La stagione di B. finirà solo quando il centrodestra troverà un leader nuovo perché investito da una propria legittimazione popolare, a prescindere da Berlusconi, e non invece grazie ad una investitura proveniente in toto o in parte da lui stesso. Se, come temo, un ventennio è finito, si tratta di un altro.

E quale?

Quello aperto nel 1994 dal maggioritario introdotto dai cittadini col referendum del 1993. D’altra parte come chiamare «berlusconiano» un periodo nel quale dei dodici governi che si sono succeduti, sei sono stati guidati da esponenti di centrosinistra, quattro dal centrodestra, e due da tecnici centristi come Lamberto Dini e Mario Monti?

Non ha torto. Ma tornando a B., secondo lei, che lo ha affrontato da avversario in questi lunghi anni, che cosa farà in caso di decadenza? Davvero guiderà il Pdl dagli arresti domiciliari o la sera, rientrato dai servizi sociali? O c’è piuttosto il rischio di un finale più «camainesco», nel senso del film di Nanni Moretti, come sostiene qualcuno?

Prima che una malattia o una vocazione, per Berlusconi, la politica è una necessità. Così è stato all’inizio della sua discesa in campo, così sarà fino alla fine. Come nessun altro in una democrazia di fronte alla tigre politica, invece di affrontarla o fuggire, ha scelto di cavalcarla, sapendo che la sua ferocia non consente a nessuno di scendere dalla sua groppa senza rischiare di finire sbranato. Proverà perciò fino alla fine a cavalcarla.

Addirittura…

Certo e non basterà a sgropparlo né una sentenza che lo costringe fuori dalle istituzioni, e neppure l’abbandono di una parte dei suoi.

Appunto, veniamo ai suoi che se ne vanno. Che natura hanno questi movimenti nel Pdl? Nasce un soggetto politico nuovo, più europeo, o c’è un disegno neocentrista di prospettiva un po’ più bassa?

Prima che un disegno il centrismo è una dinamica e ancor prima una cultura. L’idea della politica come compromesso, non come scelta, e scelta tra proposte di scelta. Al di là del riferimento alle etichette europee è questo il rischio oggi presente. La fine della idea che in ogni momento esistano più alternative, la convinzione che la soluzione sia sempre una sola. La convinzione che si possono pure cambiare i suonatori purché la musica resti la stessa. Il rischio è la resa alla continuità, la denuncia del cambiamento come illusione. Quello che temo non è il pessimismo della ragione, ma il trionfo della indifferenza, l’abbandono di ogni tensione ideale con la scusa della fine delle ideologie.

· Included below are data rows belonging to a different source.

PR #27972, opened 2026-04-02
test(instance-ai): add memory benchmark harness with heap snapshot analysis (no-changelog)

OlegIvaniv:
## Summary

Adds a Playwright-based memory benchmark suite for instance-ai. The harness drives the system through parallel workflow builds, measures server-side heap after each round (via GC trigger + VictoriaMetrics polling), and runs memlab heap snapshot analysis to identify leaked objects.

### What's included

The benchmark driver opens multiple browser tabs, sends prompts to instance-ai, auto-approves HITL confirmations, waits for completion, then deletes threads and resets the database between rounds. This simulates realistic multi-user churn while isolating per-round memory growth.

The memory harness wraps this in a structured loop: capture baseline heap snapshot, run N phases (each a round of parallel builds), capture target and final snapshots, then run memlab's three-way analysis (leak detection, object growth, shape growth). Results are attached as Playwright test artifacts alongside container logs.

Test surfaces:
- `thread-churn.spec.ts` — parallel workflow builds with heap regression assertion
- `thread-churn-datatables.spec.ts` — builds involving data table operations
- `thread-churn-delegation.spec.ts` — builds with sub-agent delegation
- `single-thread-lifecycle.spec.ts` — create/message/delete lifecycle
- `cancel-abort.spec.ts` — mid-stream cancellation
- `sse-reconnection.spec.ts` — SSE disconnect/reconnect

The e2e controller gets two new endpoints: `POST /rest/e2e/gc` to trigger garbage collection and `GET /rest/e2e/heap-snapshot` to download a V8 heap snapshot for offline analysis.

## Review / Merge checklist
- [ ] Tests included. 


packages/testing/playwright/utils/benchmark/instance-ai-driver.ts
```diff
@@ -0,0 +1,304 @@
...
+		const threadIds = [...this.createdThreadIds];
+		for (const threadId of threadIds) {
+			await this.deleteThread(threadId);
+		}
+	}
+
+	/** Full cleanup: close tabs + delete threads + reset DB + re-authenticate. */
+	async cleanup(): Promise<void> {
+		await this.closeAllTabs();
+		await this.deleteAllThreads();
```
mutdmour: Question: is `resetDatabase()` necessary here? Instance-AI only loads artifacts associated with the active thread, so leftover workflows/credentials from round 1 should never get loaded into memory during round 2 (which operates on a fresh thread with no relationship to them).

More importantly, the DB reset could mask a real signal: if thread deletion is *supposed* to cascade-delete associated workflows/credentials but doesn't (orphaned rows), the reset silently cleans them up and you'd never notice the bug.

Si tratterebbe di neocentrismo che nasce da due sponde: una a destra ma una anche a sinistra. Inevitabilmente proporzionaliste entrambe. Lei che è sempre stato un propugnatore del maggioritario, vede questo pericolo come reale?

È appunto questa la mia preoccupazione. Troppi sono i segni premonitori. Dalla spinta al tornare al proporzionale con l’intenzione di correggere l’eccesso maggioritario che, grazie al Porcellum, ha trasformato alla Camera il 25% dei voti Pd nel 47% dei seggi. Alla diffusa nostalgia del bel tempo antico che ha consentito, ad esempio, a Letta di cantare recentemente in parlamento le lodi della stabilità dei governi dei primi 25 anni della nostra democrazia, tralasciando il dettaglio che gli anni furono sì 25 ma i governi furono 27.

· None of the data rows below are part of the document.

PR #27984, opened 2026-04-02
feat(editor): Add Instance AI prompt suggestions

romeobalta:
## Summary

- Add empty-state prompt suggestions to the Instance AI composer.
- Add a `Quick examples` menu with predefined prompts.
- Preview prompt copy on hover and submit selected prompts directly.
- Hide suggestions once the composer is no longer empty, while a send is pending, or while an existing thread is still hydrating.
- Extract the suggestions UI into a dedicated component and extend focused frontend tests.

image

image

## Context

This PR includes a small amount of store and view work in addition to the new pills UI.

That extra work is there to support the new submission behavior safely:

- Prompt suggestions now submit directly, so rapid repeated clicks on a brand-new thread can otherwise create duplicate first messages before thread persistence finishes.
- Existing threads temporarily clear local messages before historical messages hydrate, which can otherwise make empty-state suggestions flash briefly in the wrong context.

## How to test

1. Open Instance AI on a new thread and verify the prompt suggestions render under the empty composer.
2. Hover a prompt pill and verify the input shows preview text without inserting anything.
3. Open `Quick examples`, hover an example, and verify the input preview updates.
4. Click a prompt pill and verify it submits immediately.
5. Click a quick example and verify it submits immediately.
6. Repeatedly click a prompt on a brand-new thread and verify only one first message / run is created.
7. Open an existing thread and verify empty-state suggestions do not appear while history is still loading.

## Review / Merge checklist

- [x] Tests included.


packages/frontend/@n8n/i18n/src/locales/en.json
Cadiac, line 1: Are these sample prompts something that we've seen the agent succeed with?

(we can iterate on these later with product)

romeobalta: Yes, @paulomation iterated on them by verifying they produce good results.

packages/frontend/editor-ui/src/features/ai/instanceAi/components/InstanceAiPromptSuggestions.vue
```diff
@@ -0,0 +1,442 @@
...
+
+.suggestionRow {
+	display: flex;
+	flex-wrap: wrap;
+	justify-content: center;
+	gap: var(--spacing--2xs);
+	width: 100%;
+}
+
+.suggestionButton {
```
Cadiac, line 264: I suppose we had nothing suitable for these kinds of buttons on our design system?

packages/frontend/editor-ui/src/features/ai/instanceAi/components/InstanceAiPromptSuggestions.vue
```diff
@@ -0,0 +1,442 @@
...
+				<span>{{ i18n.baseText(suggestion.labelKey) }}</span>
+				<N8nIcon
+					v-if="isMenuSuggestion(suggestion)"
+					:icon="isQuickExamplesOpen ? 'chevron-up' : 'chevron-down'"
+					:size="12"
+					:class="$style.suggestionChevron"
+				/>
+			</button>
+		</div>
+		<Transition name="quick-examples-fade">
```
Cadiac, line 197: Also I guess there was no suitable existing menu/dropdown component to use here, and making a new one for this was a good idea?

This probably works, I'm just raising as in the past we've been rather careful at not inventing new UI components outside our design system

packages/frontend/editor-ui/src/features/ai/instanceAi/components/InstanceAiPromptSuggestions.vue
romeobalta: The only things that could fit would be button, but they would be buttons instead of "pills" if that makes sense.

packages/frontend/editor-ui/src/features/ai/instanceAi/instanceAi.store.ts
```diff
@@ -632,11 +638,23 @@ export const useInstanceAiStore = defineStore('instanceAi', () => {
 		});
 	}
 
-	async function loadHistoricalMessages(threadId: string): Promise<void> {
+	async function loadHistoricalMessages(
+		threadId: string,
+		hydrationRequestToken?: number,
```
Cadiac, line 643: I'm honestly having a bit difficult time understanding this new `hydrationRequestToken` mechanism that was added - this was probably added to fix some bug, which one?

When did we run into these issues that this code is fixing, they seem a bit unrelated to adding suggested prompts?

packages/frontend/editor-ui/src/features/ai/instanceAi/components/InstanceAiPromptSuggestions.vue
romeobalta: We do have a dropdown component but it works quite differently than the look and feel we were going for here.

packages/frontend/editor-ui/src/features/ai/instanceAi/instanceAi.store.ts
romeobalta: Good question. When changing between sessions, the screen would flicker for a bit to the empty session layout (the one with the input in the middle) before loading the new session. This fix ensures that it keeps the layout (the input doesn't jump from the bottom of the screen to middle of the screen and then back down).

With the pills added it looked even worse.

Cadiac: fair enough

Cadiac (approved):
🚀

Non la sento un fan della stabilità…

Non è questa stabile instabilità che serve all’Italia, nella quale la stabilità è quella che ci è imposta dal quadro esterno e l’instabilità è quella prodotta e riprodotta continuamente nei rapporti interni. Né possiamo accontentarci di misurare la stabilità attraverso la durata. La durata è infatti la semplice dei giorni passati, la stabilità è invece la possibilità di progettare quelli futuri.